[[ SOURCE DATA, beginning ]]

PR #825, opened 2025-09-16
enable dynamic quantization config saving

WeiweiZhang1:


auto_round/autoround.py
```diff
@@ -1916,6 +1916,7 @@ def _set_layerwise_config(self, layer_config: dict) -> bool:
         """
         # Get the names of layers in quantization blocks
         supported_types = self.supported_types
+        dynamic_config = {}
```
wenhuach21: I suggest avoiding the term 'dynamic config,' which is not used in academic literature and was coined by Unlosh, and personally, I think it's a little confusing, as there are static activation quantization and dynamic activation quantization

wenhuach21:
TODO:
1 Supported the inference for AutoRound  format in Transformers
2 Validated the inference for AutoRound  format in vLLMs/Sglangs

[[ SOURCE DATA, end ]]

→ INSTRUCTIONS FOR THE TASK
Starting at the line that contains "auto_round/autoround.py", repeat each line exactly through the last one in the listing. Include both of those lines and nothing more.

→ FINISHED TASK
auto_round/autoround.py
```diff
@@ -1916,6 +1916,7 @@ def _set_layerwise_config(self, layer_config: dict) -> bool:
         """
         # Get the names of layers in quantization blocks
         supported_types = self.supported_types
+        dynamic_config = {}
```
wenhuach21: I suggest avoiding the term 'dynamic config,' which is not used in academic literature and was coined by Unlosh, and personally, I think it's a little confusing, as there are static activation quantization and dynamic activation quantization

wenhuach21:
TODO:
1 Supported the inference for AutoRound  format in Transformers
2 Validated the inference for AutoRound  format in vLLMs/Sglangs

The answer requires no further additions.